You are making me more and more curious about the basis of the rejection experienced by the municipality. I have not yet encountered a case where on the one hand a vacuum cleaner knee wall was considered sacred without, on the other hand, a setback floor (mostly opposed by eave height limits) being rejected.

You want the builders each to develop proposals that comply with the development plan? – An exemption only has poor prospects insofar as it explicitly aims at the greatest evil to be warded off by the change; other exemptions are not doomed to rejection as a matter of principle.

The concept of the district as the decisive authority and the municipality as a mere stamping station is, to my knowledge, the clearly rarer one. I know it more widely spread that the municipality itself examines the content and forwards the application with a recommendation to the district, which usually concurs and only conducts a thorough own review in case of appeals. Especially with a favorable recommendation from the municipality, the district almost never bothers to critically examine it (unless one wants to block the view of an important taxpayer/party donor who has already suitably influenced the official). At some point I have to write a fundamental article about the division of tasks of district-affiliated municipalities ;-)
 

TheElf23

2023-07-14 07:48:38
  • #3
I actually expressed myself unclearly, that was not my intention.

As of now, there is only the verbal rejection regarding the gable from the municipality. The statement on the phone was quite clear. Possibly another misunderstanding?
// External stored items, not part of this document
PR #417, opened 2023-04-13
CNS-382 fixation update prefix

orenl-lava:
This PR creates a new migration v2 to v3 of FixationStore to fix the use of prefix.
It also creates an upgrade to modules "plan" and "project" to run this migration.
Finally, it changes the prefix used by module "plan" to be consistent with our naming.

### DIFF
--- a/common/fixation_entry.go
+++ b/common/fixation_entry.go
@@ -418,8 +418,8 @@ func (fs *FixationStore) GetAllEntryVersions(ctx sdk.Context, index string, stal
 	return fs.getEntryVersionsFilter(ctx, index, 0, filter)
 }
 
-func (fs *FixationStore) createStoreKey(index string) string {
-	return types.EntryPrefix + fs.prefix + index
+func (fs *FixationStore) createEntryStoreKey(index string) string {
+	return fs.prefix + types.EntryPrefix + index
 }
 
 func (fs *FixationStore) AdvanceBlock(ctx sdk.Context) {
--- a/common/fixation_entry.go
+++ b/common/fixation_entry.go
@@ -80,16 +80,16 @@ type FixationStore struct {
 	tstore   TimerStore
 }
 
-func (fs *FixationStore) getStore(ctx sdk.Context, index string) *prefix.Store {
+func (fs *FixationStore) getEntryStore(ctx sdk.Context, index string) *prefix.Store {
 	store := prefix.NewStore(
 		ctx.KVStore(fs.storeKey),
-		types.KeyPrefix(fs.createStoreKey(index)))
+		types.KeyPrefix(fs.createEntryStoreKey(index)))
 	return &store
 }
 
 // getEntry returns an existing entry in the store
 func (fs *FixationStore) getEntry(ctx sdk.Context, safeIndex string, block uint64) (entry types.Entry) {
-	store := fs.getStore(ctx, safeIndex)
+	store := fs.getEntryStore(ctx, safeIndex)
 	byteKey := types.EncodeKey(block)
 	b := store.Get(byteKey)
 	if b == nil {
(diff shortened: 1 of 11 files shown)


common/fixation_entry.go
```diff
@@ -379,7 +379,7 @@ func (fs *FixationStore) removeEntry(ctx sdk.Context, index string, block uint64
 }
 
 func (fs *FixationStore) createStoreKey(index string) string {
-	return types.EntryPrefix + fs.prefix + index
```
Yaroms, line 382: how does this help us?
i feel like changing the keys is a dangerous game

orenl-lava: The purpose of the prefix provider by the user (fs.prefix) is to allow namespacing controlled by the user. As such, it should come *first* in the prefix/key. Otherwise, we're effectively hijacking the prefix "Entry_..." used by the fixation (and which cannot be controlled by the user). It was a mistake to set the order as it is now - it should be reversed.
There migration logic will take care of updating the store properly.

x/plans/keeper/migrations.go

Previously, we visited various contractors to have initial discussions and requested quotes. Of course, always with the reference to the development plan. However, since the statements about feasibility in connection with the development plan were sometimes inconsistent, I made the mentioned phone call to the municipality. Since they were, as already mentioned, very clear, I initially stepped back. Probably also knowing that the municipality adds its input in the approval process.

The recent phone call with the district office and the consultation with the lawyer give us hope that a captain’s gable might be possible and approvable there.

We asked the companies that made it to the final selection to prepare the offers as requested; I had temporarily stopped this. In case of doubt, a preliminary building inquiry would then have to be initiated, with documents from the contractor we like the most. Which in theory should not actually be necessary. We would then like to submit a building application immediately.
 

xMisterDx

2023-07-14 08:27:20
  • #4


What makes you believe that the authority's opinion will change if you submit it officially in writing?
 

TheElf23

2023-07-14 08:36:48
  • #5
A municipality cannot simply disregard applicable law. If the building application is prepared accordingly and a "single-storey" is proven, then in theory there is nothing against it. Of course, the safer way would probably be through the preliminary building inquiry. We will probably not make a decision before next week.
 

Schorsch_baut

2023-07-14 08:45:45
  • #6
I can only recommend submitting a building inquiry. My brother wanted to save time and money because his architect believed everything had been adjusted to comply with the development plan, although pushed to the limit. In this case, it was about a vaguely worded eaves height restriction and the reference point for it. The bottom line: the building application was rejected, and everything is now taking much longer and costing much more because the legal route is being taken. But my brother is also a real stubborn Westphalian, and now it’s a matter of principle for him. Currently, he wants to sue God and the world. I would have preferred to invest the time and money in house planning.